TASK:
Using the data below, determine the number of lines that include the string "import". Write only that number.

RECORDS TO USE:
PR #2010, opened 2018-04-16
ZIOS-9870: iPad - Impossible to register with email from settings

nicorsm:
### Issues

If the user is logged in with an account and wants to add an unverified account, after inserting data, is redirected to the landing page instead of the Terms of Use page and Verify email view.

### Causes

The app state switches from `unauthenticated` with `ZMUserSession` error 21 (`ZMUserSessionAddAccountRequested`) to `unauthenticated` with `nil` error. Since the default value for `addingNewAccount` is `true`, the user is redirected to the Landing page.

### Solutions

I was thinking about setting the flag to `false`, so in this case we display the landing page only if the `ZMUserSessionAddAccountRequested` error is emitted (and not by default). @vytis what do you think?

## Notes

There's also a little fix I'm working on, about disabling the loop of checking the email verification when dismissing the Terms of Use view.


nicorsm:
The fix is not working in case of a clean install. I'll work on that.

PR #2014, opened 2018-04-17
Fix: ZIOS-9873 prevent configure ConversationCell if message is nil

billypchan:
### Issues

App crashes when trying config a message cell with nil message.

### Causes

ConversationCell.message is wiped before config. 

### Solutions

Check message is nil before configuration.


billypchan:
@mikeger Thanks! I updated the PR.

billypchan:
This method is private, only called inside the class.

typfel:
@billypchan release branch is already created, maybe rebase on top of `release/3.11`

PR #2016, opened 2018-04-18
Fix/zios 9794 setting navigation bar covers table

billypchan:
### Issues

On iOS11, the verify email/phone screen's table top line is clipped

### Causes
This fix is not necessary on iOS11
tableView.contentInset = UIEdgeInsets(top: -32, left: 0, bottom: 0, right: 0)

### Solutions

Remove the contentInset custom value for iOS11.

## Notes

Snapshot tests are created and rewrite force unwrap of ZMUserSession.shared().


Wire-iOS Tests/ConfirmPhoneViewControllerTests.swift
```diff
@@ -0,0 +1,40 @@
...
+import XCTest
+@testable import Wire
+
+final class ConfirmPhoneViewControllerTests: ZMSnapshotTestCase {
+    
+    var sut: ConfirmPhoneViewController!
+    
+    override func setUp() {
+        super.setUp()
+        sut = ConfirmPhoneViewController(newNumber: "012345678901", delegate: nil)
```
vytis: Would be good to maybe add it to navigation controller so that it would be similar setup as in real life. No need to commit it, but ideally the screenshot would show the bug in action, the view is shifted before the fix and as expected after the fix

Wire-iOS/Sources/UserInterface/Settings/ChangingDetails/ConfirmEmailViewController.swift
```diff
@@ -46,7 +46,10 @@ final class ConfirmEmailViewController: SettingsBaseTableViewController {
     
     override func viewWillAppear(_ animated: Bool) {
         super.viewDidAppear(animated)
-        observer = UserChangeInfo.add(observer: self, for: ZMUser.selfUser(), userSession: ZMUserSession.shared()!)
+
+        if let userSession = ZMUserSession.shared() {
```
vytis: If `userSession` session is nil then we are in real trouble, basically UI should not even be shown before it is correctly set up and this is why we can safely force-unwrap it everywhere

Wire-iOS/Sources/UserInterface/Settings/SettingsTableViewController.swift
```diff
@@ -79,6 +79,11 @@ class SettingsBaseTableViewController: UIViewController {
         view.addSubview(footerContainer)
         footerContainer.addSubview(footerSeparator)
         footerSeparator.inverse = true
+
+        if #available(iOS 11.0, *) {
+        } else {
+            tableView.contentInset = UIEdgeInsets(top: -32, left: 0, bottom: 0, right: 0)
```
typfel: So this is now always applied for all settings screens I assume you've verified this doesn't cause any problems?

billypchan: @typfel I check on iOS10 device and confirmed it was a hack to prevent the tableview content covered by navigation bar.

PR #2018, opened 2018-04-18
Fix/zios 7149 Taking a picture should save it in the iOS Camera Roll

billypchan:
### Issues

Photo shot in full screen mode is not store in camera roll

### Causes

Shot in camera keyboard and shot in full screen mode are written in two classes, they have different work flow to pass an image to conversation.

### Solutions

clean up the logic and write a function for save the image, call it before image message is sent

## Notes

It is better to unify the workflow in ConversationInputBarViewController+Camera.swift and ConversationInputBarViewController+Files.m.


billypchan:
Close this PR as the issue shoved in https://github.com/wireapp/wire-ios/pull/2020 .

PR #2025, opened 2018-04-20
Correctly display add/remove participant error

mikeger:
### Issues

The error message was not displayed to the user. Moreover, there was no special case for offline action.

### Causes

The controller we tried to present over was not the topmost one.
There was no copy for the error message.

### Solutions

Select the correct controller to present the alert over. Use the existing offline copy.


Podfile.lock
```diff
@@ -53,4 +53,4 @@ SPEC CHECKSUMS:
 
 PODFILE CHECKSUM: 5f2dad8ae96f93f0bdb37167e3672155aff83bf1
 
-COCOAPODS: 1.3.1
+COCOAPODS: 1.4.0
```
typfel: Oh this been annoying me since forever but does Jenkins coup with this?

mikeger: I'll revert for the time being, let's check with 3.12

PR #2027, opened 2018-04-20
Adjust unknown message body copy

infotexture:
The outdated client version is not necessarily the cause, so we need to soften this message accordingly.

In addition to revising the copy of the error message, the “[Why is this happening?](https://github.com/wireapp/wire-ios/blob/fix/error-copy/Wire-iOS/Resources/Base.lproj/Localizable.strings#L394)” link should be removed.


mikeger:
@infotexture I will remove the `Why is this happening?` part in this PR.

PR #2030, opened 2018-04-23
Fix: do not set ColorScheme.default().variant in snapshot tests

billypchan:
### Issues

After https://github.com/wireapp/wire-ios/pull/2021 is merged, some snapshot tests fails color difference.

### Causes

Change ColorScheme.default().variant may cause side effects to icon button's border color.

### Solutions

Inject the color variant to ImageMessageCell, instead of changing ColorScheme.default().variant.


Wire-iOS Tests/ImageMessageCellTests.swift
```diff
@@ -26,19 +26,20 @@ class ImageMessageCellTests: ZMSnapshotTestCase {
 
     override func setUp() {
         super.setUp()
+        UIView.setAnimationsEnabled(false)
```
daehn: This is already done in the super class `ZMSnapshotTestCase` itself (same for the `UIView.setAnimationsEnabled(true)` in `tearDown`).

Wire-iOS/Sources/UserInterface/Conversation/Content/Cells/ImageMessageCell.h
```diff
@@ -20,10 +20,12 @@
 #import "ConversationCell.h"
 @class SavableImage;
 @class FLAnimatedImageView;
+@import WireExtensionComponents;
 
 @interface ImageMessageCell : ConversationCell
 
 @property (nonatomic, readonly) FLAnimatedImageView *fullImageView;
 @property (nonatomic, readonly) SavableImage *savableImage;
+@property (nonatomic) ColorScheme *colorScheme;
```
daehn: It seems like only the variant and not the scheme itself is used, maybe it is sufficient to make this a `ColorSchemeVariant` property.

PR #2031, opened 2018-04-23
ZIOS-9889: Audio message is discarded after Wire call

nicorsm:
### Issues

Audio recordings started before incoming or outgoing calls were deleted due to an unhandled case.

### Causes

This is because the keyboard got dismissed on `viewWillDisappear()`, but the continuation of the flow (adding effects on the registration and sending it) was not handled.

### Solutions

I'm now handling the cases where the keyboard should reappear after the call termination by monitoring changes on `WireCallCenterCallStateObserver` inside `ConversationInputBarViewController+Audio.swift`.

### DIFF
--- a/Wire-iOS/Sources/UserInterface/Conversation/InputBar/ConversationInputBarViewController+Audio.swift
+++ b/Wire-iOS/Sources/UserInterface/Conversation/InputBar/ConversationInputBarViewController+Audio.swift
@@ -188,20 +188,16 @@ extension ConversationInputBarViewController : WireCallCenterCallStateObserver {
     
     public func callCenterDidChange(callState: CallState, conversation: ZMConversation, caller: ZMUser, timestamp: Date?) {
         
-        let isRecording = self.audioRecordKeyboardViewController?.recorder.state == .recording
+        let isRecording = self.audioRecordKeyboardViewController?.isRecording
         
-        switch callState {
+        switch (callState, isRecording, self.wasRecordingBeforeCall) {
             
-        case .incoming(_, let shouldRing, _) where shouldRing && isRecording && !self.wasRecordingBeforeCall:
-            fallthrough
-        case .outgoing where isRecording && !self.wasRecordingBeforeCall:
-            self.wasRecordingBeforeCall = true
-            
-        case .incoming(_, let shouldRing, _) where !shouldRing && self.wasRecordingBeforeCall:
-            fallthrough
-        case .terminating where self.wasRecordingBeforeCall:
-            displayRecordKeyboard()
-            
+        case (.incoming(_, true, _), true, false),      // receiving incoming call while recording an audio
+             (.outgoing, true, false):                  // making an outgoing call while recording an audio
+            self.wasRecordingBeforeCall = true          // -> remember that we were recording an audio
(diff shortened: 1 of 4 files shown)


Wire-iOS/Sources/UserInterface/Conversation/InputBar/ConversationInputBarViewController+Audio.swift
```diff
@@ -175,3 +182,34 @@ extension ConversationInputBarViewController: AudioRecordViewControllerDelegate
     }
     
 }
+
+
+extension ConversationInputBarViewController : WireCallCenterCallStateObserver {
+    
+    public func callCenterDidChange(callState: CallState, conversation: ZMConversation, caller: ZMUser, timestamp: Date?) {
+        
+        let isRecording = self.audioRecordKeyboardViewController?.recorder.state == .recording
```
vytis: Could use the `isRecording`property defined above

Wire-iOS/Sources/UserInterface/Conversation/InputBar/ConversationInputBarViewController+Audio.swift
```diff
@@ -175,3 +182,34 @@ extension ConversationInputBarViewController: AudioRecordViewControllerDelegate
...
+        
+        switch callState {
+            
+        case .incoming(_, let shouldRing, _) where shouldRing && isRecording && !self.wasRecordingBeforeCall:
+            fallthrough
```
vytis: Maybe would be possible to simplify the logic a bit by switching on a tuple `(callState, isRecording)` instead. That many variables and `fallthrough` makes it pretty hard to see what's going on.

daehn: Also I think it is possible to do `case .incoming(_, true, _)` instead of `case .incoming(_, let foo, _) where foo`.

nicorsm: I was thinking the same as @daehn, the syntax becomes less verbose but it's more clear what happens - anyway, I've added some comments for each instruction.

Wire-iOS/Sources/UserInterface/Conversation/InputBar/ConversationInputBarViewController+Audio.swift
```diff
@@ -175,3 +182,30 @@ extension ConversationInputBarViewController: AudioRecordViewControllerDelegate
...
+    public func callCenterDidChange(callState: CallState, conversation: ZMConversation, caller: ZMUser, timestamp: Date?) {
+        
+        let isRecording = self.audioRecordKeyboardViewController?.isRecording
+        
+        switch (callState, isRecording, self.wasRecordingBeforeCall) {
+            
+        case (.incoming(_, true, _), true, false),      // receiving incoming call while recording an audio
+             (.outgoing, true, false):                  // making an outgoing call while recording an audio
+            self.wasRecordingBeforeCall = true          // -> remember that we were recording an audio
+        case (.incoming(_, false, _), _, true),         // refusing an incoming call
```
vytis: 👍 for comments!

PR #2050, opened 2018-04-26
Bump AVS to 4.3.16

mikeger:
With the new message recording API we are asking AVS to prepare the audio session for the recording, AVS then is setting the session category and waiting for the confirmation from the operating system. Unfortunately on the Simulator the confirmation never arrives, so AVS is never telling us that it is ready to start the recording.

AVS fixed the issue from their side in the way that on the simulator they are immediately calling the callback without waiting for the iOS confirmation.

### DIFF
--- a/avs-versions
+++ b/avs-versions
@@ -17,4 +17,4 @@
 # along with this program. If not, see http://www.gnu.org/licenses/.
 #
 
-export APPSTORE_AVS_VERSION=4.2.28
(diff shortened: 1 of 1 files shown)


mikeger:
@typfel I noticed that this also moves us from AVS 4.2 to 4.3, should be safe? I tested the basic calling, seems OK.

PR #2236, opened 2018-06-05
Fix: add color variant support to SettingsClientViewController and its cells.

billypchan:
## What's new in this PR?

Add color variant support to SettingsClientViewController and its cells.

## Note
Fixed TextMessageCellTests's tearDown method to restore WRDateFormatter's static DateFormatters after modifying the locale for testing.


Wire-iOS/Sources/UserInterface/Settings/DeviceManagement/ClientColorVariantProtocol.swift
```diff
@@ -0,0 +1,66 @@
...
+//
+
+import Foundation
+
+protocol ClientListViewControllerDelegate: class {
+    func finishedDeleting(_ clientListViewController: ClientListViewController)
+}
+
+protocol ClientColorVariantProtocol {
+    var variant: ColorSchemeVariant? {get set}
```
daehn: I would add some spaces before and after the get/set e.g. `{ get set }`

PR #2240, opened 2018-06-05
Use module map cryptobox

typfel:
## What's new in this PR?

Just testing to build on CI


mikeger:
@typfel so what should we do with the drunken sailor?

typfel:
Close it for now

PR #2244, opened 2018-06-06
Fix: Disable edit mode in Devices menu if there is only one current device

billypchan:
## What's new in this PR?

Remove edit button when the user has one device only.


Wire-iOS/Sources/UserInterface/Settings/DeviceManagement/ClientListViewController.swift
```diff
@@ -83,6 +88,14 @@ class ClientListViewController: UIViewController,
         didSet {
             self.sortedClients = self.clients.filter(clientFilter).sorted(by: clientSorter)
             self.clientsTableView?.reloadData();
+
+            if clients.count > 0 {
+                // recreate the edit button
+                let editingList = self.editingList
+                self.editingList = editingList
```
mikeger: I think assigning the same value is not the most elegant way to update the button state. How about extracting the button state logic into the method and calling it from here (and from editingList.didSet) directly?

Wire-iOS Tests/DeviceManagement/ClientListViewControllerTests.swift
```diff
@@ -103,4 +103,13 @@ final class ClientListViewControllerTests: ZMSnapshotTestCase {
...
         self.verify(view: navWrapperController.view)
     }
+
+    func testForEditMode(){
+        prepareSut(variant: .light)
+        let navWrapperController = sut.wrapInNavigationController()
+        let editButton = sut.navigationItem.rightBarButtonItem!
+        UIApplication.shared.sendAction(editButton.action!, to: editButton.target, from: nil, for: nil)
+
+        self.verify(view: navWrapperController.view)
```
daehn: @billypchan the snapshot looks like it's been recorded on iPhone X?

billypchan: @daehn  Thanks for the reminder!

RESPONSE TO THE TASK:
5